Prior to the arrival of Europeans, the music of Tahiti was dominated by festivals called heiva. Dancing was a vital part of Tahitian life then, and dances were used to celebrate, pray and mark almost every occasion of life. Examples include the men's ʻōteʻa dance and the couple's 'upaʻupa.

Professional dance troupes called ʻarioi were common, and they moved around the various islands and communities dancing highly sensually and erotically. In the early 19th century, however, colonial laws severely restricted these and other dances, which were considered immoral. Herman Melville celebrated one such dance (he called it the 'lori-lori') for its sensuality. They were replaced instead by genres of Christian music such as himene tarava. The word 'himene' is derived from the English word 'hymn' (Tahiti was first colonized by the English).
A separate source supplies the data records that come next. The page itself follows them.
PR #528, opened 2019-02-11
[Core] Fix grouped type properties not swapping properly

### LINKED ISSUE #525: Crash adding item to collection with no properties
1. Add a suggested type that has properties
2. Add an instance of the type from 1.
3. Add a suggested type that has no properties
4. Add an instance of the type from 3.
Boom.

ermau:
Fixes #525

When we moved to the new panel group system, the grouped editors weren't
accounted for and so when we try to remove their child property from the
container group it's not found since they're inside the group editor VM.

This also meant that even if removal had worked, we wouldn't properly
add new shared view model types to the group.

This version addresses the crasher listed in #527, the second issue was a false alarm.

### DIFF
--- a/Xamarin.PropertyEditing/ViewModels/PanelViewModel.cs
+++ b/Xamarin.PropertyEditing/ViewModels/PanelViewModel.cs
@@ -10,11 +10,14 @@ namespace Xamarin.PropertyEditing.ViewModels
 	internal class PanelGroupViewModel
 		: NotifyingObject
 	{
-		public PanelGroupViewModel (string category, IEnumerable<EditorViewModel> editors, bool separateUncommon = true)
+		public PanelGroupViewModel (TargetPlatform targetPlatform, string category, IEnumerable<EditorViewModel> editors, bool separateUncommon = true)
 		{
+			if (targetPlatform == null)
+				throw new ArgumentNullException (nameof(targetPlatform));
 			if (editors == null)
 				throw new ArgumentNullException (nameof(editors));
 
+			this.targetPlatform = targetPlatform;
 			Category = category;
 			AddCore (editors, separateUncommon);
 		}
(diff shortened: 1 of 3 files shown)


Xamarin.PropertyEditing/ViewModels/PanelViewModel.cs
```diff
@@ -246,19 +271,20 @@ protected override void OnAddEditors (IEnumerable<EditorViewModel> editors)
...
-				if (remainingItems != null) // TODO: pretty sure this was out of order before, add test
-					this.arranged.Add (key, new PanelGroupViewModel (key, grouping.Where (evm => remainingItems.Contains (evm))));
-				else
-					this.arranged.Add (key, new PanelGroupViewModel (key, grouping, separateUncommon: !isFlat));
+				string key = grouping.Key;
+				if (remainingItems != null) {// TODO: pretty sure this was out of order before, add test
+					if (remainingItems.Count > 0)
+						this.arranged.Add (key, new PanelGroupViewModel (TargetPlatform, key, grouping.Where (evm => remainingItems.Contains (evm))));
+				} else
+					this.arranged.Add (key, new PanelGroupViewModel (TargetPlatform, key, grouping, separateUncommon: !isFlat));
```
bleroy: Not from this change, but it's unclear why we care about `separateUncommon` in one case and not the other. Might want to add a comment when you get the chance.

Xamarin.PropertyEditing/ViewModels/PropertyGroupViewModel.cs
```diff
@@ -55,10 +55,35 @@ public string FilterText
 			}
 		}
 
-		private readonly PropertyViewModel[] properties;
+		public void Add (PropertyViewModel property)
+		{
+			if (property == null)
+				throw new ArgumentNullException (nameof(property));
+
+			this.properties.Add (property);
```
bleroy: So why is it not added to `propertiesView`?

ermau: `Reload()` handles that.

Xamarin.PropertyEditing/ViewModels/PanelViewModel.cs
ermau: In the first case we can assume we're in a grouped mode as there wouldn't be remaining items otherwise. We could pass the same `!isFlat` to make things clearer I suppose, it would always be `true`.

Issue #486, opened 2018-12-15
The texts of the labels are cut into standard window sizes


netonjm:
![image](https://user-images.githubusercontent.com/1587480/50037499-54956900-0012-11e9-87b9-2704d3c6643c.png)

CartBlanche:
As a temporary stop gap, would setting tooltips, like this help...
<img width="333" alt="screen shot 2019-02-11 at 09 50 04" src="https://user-images.githubusercontent.com/271363/52555760-8ba1b400-2de2-11e9-8026-41a91f04a582.png">

Eric mentioned on a call last week that ultimately, tooltips will hold description information too.

I am investigating a better solution, but don't want this sort of thing holding up the release or port to Vs4Mac.

netonjm:
Maybe @vancura can help here too

vancura:
This was designed as the first thing ever:

![image](https://user-images.githubusercontent.com/4982/52561109-ba2b8900-2dfa-11e9-92fe-02d8f7c6b7ca.png)

alanmcgovern:
What if it's not multiline?

alanmcgovern:
Specifically, in the XAML case we show the name of the C# property as the label. I took a quick scout for a long one and this showed up: `HorizontalScrollBarVisibility`

vancura:
I believe we, as MSFT, should keep the voice human and not robotic (see https://medium.com/microsoft-design/microsoft-voice-principles-1-730f413190c1). This is precisely the place where we easily sound like robots. Is there a way to translate IDs like `HorizontalScrollBarVisibility` to `Horizontal scroll bar visibility:`?

alanmcgovern:
In this scenario the name in the property panel is a 1:1 match with the name used in the C# property declaration and also the XAML file itself. This is the same behaviour as WPF/UWP.

We could create a file, or annotation, for every public property in Xamarin.Forms but it would be an expensive process.

CartBlanche:
As per my screenshot above, the long property names are definitely not multi-line.
I think the tooltip, though not brilliantly aesthetic, can be made to only appear for properties that have been cut off (the code for that is already working). Ideally if we can reposition the tooltip's popup, so it happens right over the cut off text, then that is the kind of behaviour we have on Windows, IIRC.

hbons:
Some macOS apps also squeeze the letter spacing when space is tight. It that a possibility?

CartBlanche:
[...]

PR #529, opened 2019-02-11
[Mac] Set Tooltip value for when resizing occurs & long properties are…

CartBlanche:
… clipped

Fixes: https://github.com/xamarin/Xamarin.PropertyEditing/issues/486

I did try hooking into 
		```
public override void ResizeWithOldSuperviewSize (CGSize oldSize)
		{
			base.ResizeWithOldSuperviewSize (oldSize);
		}
```

and tracking `ObserveFrameChanged`

But both of these fire for all controls in the property list, so make resizing very laggy and almost unusable. So pulled that code out.

### DIFF
--- a/Xamarin.PropertyEditing.Mac/Controls/EditorContainer.cs
+++ b/Xamarin.PropertyEditing.Mac/Controls/EditorContainer.cs
@@ -1,5 +1,7 @@
 using System;
 using AppKit;
+using CoreGraphics;
+using Foundation;
 
 namespace Xamarin.PropertyEditing.Mac
 {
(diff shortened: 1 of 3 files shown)

### CODE REVIEW

**Comment by CartBlanche** [comment]
This is a temporary fix and the long term goal will be to investigate how we can make sure the UnforcusableTextField control can detect it is being clipped. Ideally triggered from the EditorContainer letting it know.

File: Xamarin.PropertyEditing.Mac/Controls/EditorContainer.cs [hunk 1]
```diff
@@ -55,5 +60,6 @@ public EditorContainer (IHostResourceProvider hostResources, IEditorView editorV
 #endif
 
 		private readonly IHostResourceProvider hostResources;
+		private nfloat labelToControlSpacing = 5f;
```
ermau: Seems like this should be `const`?

CartBlanche: Yes was meant to be.

Issue #531, opened 2019-02-13
[Mac] String and Numeric Controls aren't handling clipped values.


CartBlanche:
As per this StringControl example.

<img width="246" alt="screen shot 2019-02-13 at 11 02 43" src="https://user-images.githubusercontent.com/271363/52718638-d9155100-2f9b-11e9-8664-6401a279638e.png">

PR #532, opened 2019-02-13
[Mac] Add new BasePropertyControlTextField to have ellipses and Allow…

CartBlanche:
…sExpansionToolTips by default.

Fixes: #531 

screen shot 2019-02-13 at 14 53 39

### DIFF
--- a/Xamarin.PropertyEditing.Mac/Controls/Custom/NumericTextField.cs
+++ b/Xamarin.PropertyEditing.Mac/Controls/Custom/NumericTextField.cs
@@ -1,4 +1,4 @@
-﻿using System;
+using System;
 using AppKit;
 using CoreGraphics;
 using Foundation;
@@ -6,13 +6,13 @@ using ObjCRuntime;
 
 namespace Xamarin.PropertyEditing.Mac
 {
-	public class NumericTextField : NSTextField
+	internal class NumericTextField : PropertyTextField
 	{
-		NSText CachedCurrentEditor {
+		private NSText CachedCurrentEditor {
 			get; set;
 		}
 
-		string cachedValueString;
+		private string cachedValueString;
 
 		public bool AllowNegativeValues {
 			get; set;
@@ -54,7 +54,7 @@ namespace Xamarin.PropertyEditing.Mac
 		public override bool ShouldBeginEditing (NSText textObject)
 		{
 			CachedCurrentEditor = textObject;
-			cachedValueString = textObject.Value;
+			this.cachedValueString = textObject.Value;
 
 			if (AllowRatios)
 				CachedCurrentEditor.Delegate = new RatioValidateDelegate (this);
@@ -81,7 +81,7 @@ namespace Xamarin.PropertyEditing.Mac
 
 		public virtual void ResetInvalidInput ()
 		{
-			this.StringValue = cachedValueString;
+			this.StringValue = this.cachedValueString;
 		}
 
 		public static bool CheckIfNumber (string finalString, ValidationType mode, bool allowNegativeValues)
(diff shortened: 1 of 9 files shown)


Xamarin.PropertyEditing.Mac/Controls/Custom/NumericTextField.cs
```diff
@@ -93,9 +93,8 @@ public static bool CheckIfNumber (string finalString, ValidationType mode, bool
 
 		public static bool ValidateDecimal (string finalString, bool allowNegativeValues)
 		{
-			double value;
 			//Checks parsing to number
-			if (!double.TryParse (finalString, System.Globalization.NumberStyles.Any, System.Globalization.CultureInfo.CurrentUICulture, out value))
+			if (!double.TryParse (finalString, System.Globalization.NumberStyles.Any, System.Globalization.CultureInfo.CurrentUICulture, out var value))
```
ermau: Going forward, let's not make changes like this unless we're actually touching this line, we're just making the real history of this line harder to find and making it harder to review for nearly no benefit.

Xamarin.PropertyEditing.Mac/Controls/Custom/BaseTextField.cs
```diff
@@ -0,0 +1,15 @@
+using System;
+using AppKit;
+
+namespace Xamarin.PropertyEditing.Mac
+{
+	public class BasePropertyControlTextField : NSTextField
```
ermau: - Does this need to be public?
- Can we try a different name? It's not purely a base if we're using it directly.
- The file name really should match the class name

Xamarin.PropertyEditing.Mac/Controls/Custom/UnfocusableTextField.cs
```diff
@@ -59,14 +59,10 @@ public UnfocusableTextField (CGRect frameRect, string text) : base (frameRect)
...
 		{
-			this.label = new NSTextField {
+			this.label = new BasePropertyControlTextField {
 				AccessibilityElement = false,
 				BackgroundColor = NSColor.Clear,
 				Bordered = false,
-				Cell = {
-					LineBreakMode = NSLineBreakMode.TruncatingTail,
-					UsesSingleLineMode = true,
-				},
```
ermau: Shouldn't this have meant the property editor labels would have had a ... and all that? They weren't and still don't, but should.

CartBlanche: They do, when clipped "correctly". Look at the `Type` field in the header Panel, when you resize to a narrow width. The `...` is there.

Xamarin.PropertyEditing.Mac/Controls/Custom/BaseTextField.cs
CartBlanche: Do you have any naming suggestions?
Only other name I can suggest would be one denoting functionality. 
So `EllipsisTextField` ?

Xamarin.PropertyEditing.Mac/Controls/Custom/UnfocusableTextField.cs
ermau: So we need to fix the clipping separately? 👍

Xamarin.PropertyEditing.Mac/Controls/Custom/BaseTextField.cs
ermau: Could just be `PropertyTextField`

CartBlanche: Sure, why not.

Xamarin.PropertyEditing.Mac/Controls/Custom/UnfocusableTextField.cs
CartBlanche: Yes. Please see my comment on https://github.com/xamarin/Xamarin.PropertyEditing/pull/529

CartBlanche:
@ermau Changes resolved. New control renamed.

CartBlanche:
@ermau Who would have thought adding constraints would break keyboard navigation. If this is the only thing holding back this PR, I'll revert the change for this control and add an issue specifically to investigate why switching to constraints breaks navigation in this control.

ermau:
Just needs a rebase and good to go.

Likewise, the harmonies and tune characteristics / 'strophe patterns' of much of the music of Polynesia is western in style and derived originally from missionary influence via hymns and other church music.

One unique quality of Polynesian music is the use of the sustained 6th chord in vocal music, though typically the 6th chord is not used in religious music. Traditional instruments include a conch-shell called the pu and a nose flute called the vivo, as well as numerous kinds of drums made from hollowed-out tree trunks and dog or shark skin.